Lorsque les équipes de spécialistes des transports s’attellent à des exercices de prospective, elles se concentrent sur les évolutions du secteur, mais leurs hypothèses concernant la disponibilité du carburant sont-elles réalistes ? Les transports sont dépendants du pétrole à 98 % et la part des transports dans la consommation mondiale de pétrole est de l’ordre de 50 %. Le domaine de la prospective pétrolière a beaucoup fait parler de lui ces dernières années avec la hausse continuelle des prix du baril mais il est fondamental de distinguer les données utilisées en fonction de leurs sources. De nombreux organismes fournissent des données pétrolières, mais les plus consultés et les plus facilement accessibles sont l’Agence Internationale de l’Energie d’un côté et la compagnie pétrolière BP de l’autre. Les nombreuses données qu’ils fournissent sur la production et la consommation passée sont relativement fi ables. Il existe toutefois de petites différences entre les deux : par exemple, pour 2006, la production déclarée par BP est de 81,66 Mb/j (Millions de barils par jour) tandis que l’AIE indique 85,2 Mb/j. La différence, non négligeable, est due à des différences de définitions et modes de calculs. Concernant les prévisions de production de pétrole futur, la tâche se complique, car les écarts de vision sont considérables entre les différents organismes publiant des scénarios et il est impossible de s’exonérer d’une analyse en profondeur de ces décalages. Ce n’est pas directement l’objet de cet article mais nous serons forcés d’indiquer les principales raisons justifiant le choix des scénarios prospectifs les plus pertinents.

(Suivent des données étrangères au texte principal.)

PR #4240, opened 2023-06-05
[stable26] ci: Backport relevant action changes from main

juliushaertl:
Manually backporting recent relevant changes of the github action workflow files to stable26

PR #4255, opened 2023-06-07
Limit cypress to github runners

juliushaertl:
Until we know how to make it work this should bring back more reliable cypress runs


mejo- (approved):

juliushaertl:
Manually picked in #4239 #4240

PR #4260, opened 2023-06-07
chore: Simplify issue template

### LINKED ISSUE #4177: Issue template version
I'm always confused which version is requested in https://github.com/nextcloud/text/blob/ad181c5a361ef0a054ab2afb3a805a7652c959c2/.github/ISSUE_TEMPLATE/Bug_report.md?plain=1#L26
I can open a PR fix this but for that I would need to know what the intention was. Judging from the example value it would be the server version, but I'd say the browser version is probably the interesting value?

juliushaertl:
Fixes #4177 

Simplify the relevant server details a bit as the version of text is currently bound to the server releases anyways. Having it outside of a details block also makes it more visible.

Les scénarios prospectifs de l’AIE sont très contestés. Le débat sur leur pertinence remonte à plusieurs années déjà. Il faut comprendre que l’AIE, fondée en 1974, juste après le premier choc pétrolier, est en quelque sorte un club des pays consommateurs de pétrole. Sous influence politique des états fondateurs, l’AIE a longtemps produit ses prévisions limitées à 30 ans en évaluant la demande à cet horizon et en calculant le montant des investissements nécessaires pour y parvenir. De fait, les experts pétroliers de l’AIE sont des économistes. Les contraintes techniques qui limitent la production de pétrole n’ont initialement pas été comprises par cette agence, puis ont été plus ou moins censurées politiquement par la suite. Les prévisions de cette agence sont donc réputées pour être particulièrement optimistes.
Si la compagnie pétrolière BP ne se prononce pas en matière de prospective, la compagnie Total le fait et a déclaré publiquement à plusieurs reprises que les prévisions de l’AIE n’étaient pas réalistes. Reste à voir quelles seront leurs prévisions dans le World Energy Outlook qui doit sortir fi n 2008, puisqu’ils baissent régulièrement leurs prévisions, les rendant progressivement et lentement de moins en moins irréalistes.

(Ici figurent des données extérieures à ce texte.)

PR #4261, opened 2023-06-07
chore: Simplify issue template

juliushaertl:
Fixes https://github.com/nextcloud/text/issues/4177

Simplify the relevant server details a bit as the version of text is currently bound to the server releases anyways. Having it outside of a details block also makes it more visible.

Another attempt since somehow amending to the commit in #4260 failed through github code spaces and the branch got into a weird state also locally.

### DIFF
--- a/.github/ISSUE_TEMPLATE/Bug_report.md
+++ b/.github/ISSUE_TEMPLATE/Bug_report.md
@@ -20,31 +20,16 @@ A clear and concise description of what you expected to happen.
 **Screenshots**
 If applicable, add screenshots to help explain your problem.
 
+**Server details:**
+- Nextcloud version: [e.g. 26.0.1]
+- PHP Version: [e.g. 8.2]
+- Database: [e.g. MariaDB 10.6]
+
 **Client details:**
- - OS: [e.g. iOS]
- - Browser: [e.g. chrome, safari]
- - Version: [e.g. 22]
+ - OS: [e.g. Windows/macOS/Ubuntu]
+ - Browser: [e.g. Firefox, Chrome]
+ - Browser version: [e.g. 22]
  - Device: [e.g. iPhone6, desktop]
-
-<details>
-<summary>Server details</summary>
-<!--
-You can use the Issue Template application to prefill most of the required information: https://apps.nextcloud.com/apps/issuetemplate
--->
-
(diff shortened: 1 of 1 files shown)


.github/ISSUE_TEMPLATE/Bug_report.md
```diff
@@ -20,32 +20,17 @@ A clear and concise description of what you expected to happen.
...
+**Server details:**
+- Nextcloud version: [e.g. 26.0.1]
+- PHP Version: [e.g. 8.2]
+- Database: [e.g. MariaDB 10.6]
+
 **Client details:**
- - OS: [e.g. iOS]
- - Browser: [e.g. chrome, safari]
- - Version: [e.g. 22]
+ - OS: [e.g. Ubuntu]
```
provokateurin, line 29: Maybe also list Windows and MacOS. Non-technical users might not understand this.

provokateurin (changes requested):

.github/ISSUE_TEMPLATE/Bug_report.md
juliushaertl: Added 👍

.github/ISSUE_TEMPLATE/Bug_report.md
```diff
@@ -20,32 +20,17 @@ A clear and concise description of what you expected to happen.
...
+- Database: [e.g. MariaDB 10.6]
+
 **Client details:**
- - OS: [e.g. iOS]
- - Browser: [e.g. chrome, safari]
- - Version: [e.g. 22]
+ - OS: [e.g. Windows/macOS/Ubuntu]
+ - Browser: [e.g. Firefox, Chrome]
+ - Browser version: [e.g. 22]
  - Device: [e.g. iPhone6, desktop]
```
provokateurin, line 32: wouldn't something like `desktop, mobile, tablet` represent the info better? it doesn't really matter what exact device it is, just it's class

juliushaertl: The exact device might be relevant for mobile issues where for example on Android the on screen keyboard might introduce different behavior based on the vendors to the contenteditable HTML attribute

provokateurin: I see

Une source d’information pertinente en matière de prospective pétrolière émane des géologues impliqués dans l’exploration, facteur clé concernant les prévisions futures. L’ASPO (Association for the Study of Peak Oil and gas) dispose de données confidentielles d’assez bonne qualité et fournit des scénarios bien plus réalistes que ceux de l’AIE. Il s’agit toutefois d’une communauté de spécialistes qui ont chacun leur point de vue sur la question. Ils sont d’accord sur le fait que nous sommes proches du point maximum de la production pétrolière mondiale, aussi appelé « Peak Oil » ou « Pic de Hubbert » du nom de son inventeur.
Le pétrole étant présent en quantité finie dans le sous-sol, il faudra bien que tôt ou tard le niveau de la production baisse pour retourner à zéro, toute la question étant de savoir quand ce pic de production va être atteint. Notons que le simple fait de vouloir maintenir la production mondiale à un niveau constant nécessite de remplacer d’une année sur l’autre de l’ordre de 4 % à 5 % de la production mondiale manquante du fait de gisements arrivant en fi n de vie. La dynamique du phénomène de pic est la suivante : augmenter la production demande de mettre de nouveaux gisements en exploitation ; les gisements les plus faciles d’accès et les plus volumineux ont été produits en premier ; il reste désormais des gisements de plus en plus difficiles d’accès et de plus petites tailles ; les difficultés qui en résultent impliquent un rythme de mise en production de plus en plus lent : la production mondiale devient stationnaire puis décroît nécessairement. Cette dynamique a deux conséquences importantes : la production va baisser et la nature des pétroles produits change.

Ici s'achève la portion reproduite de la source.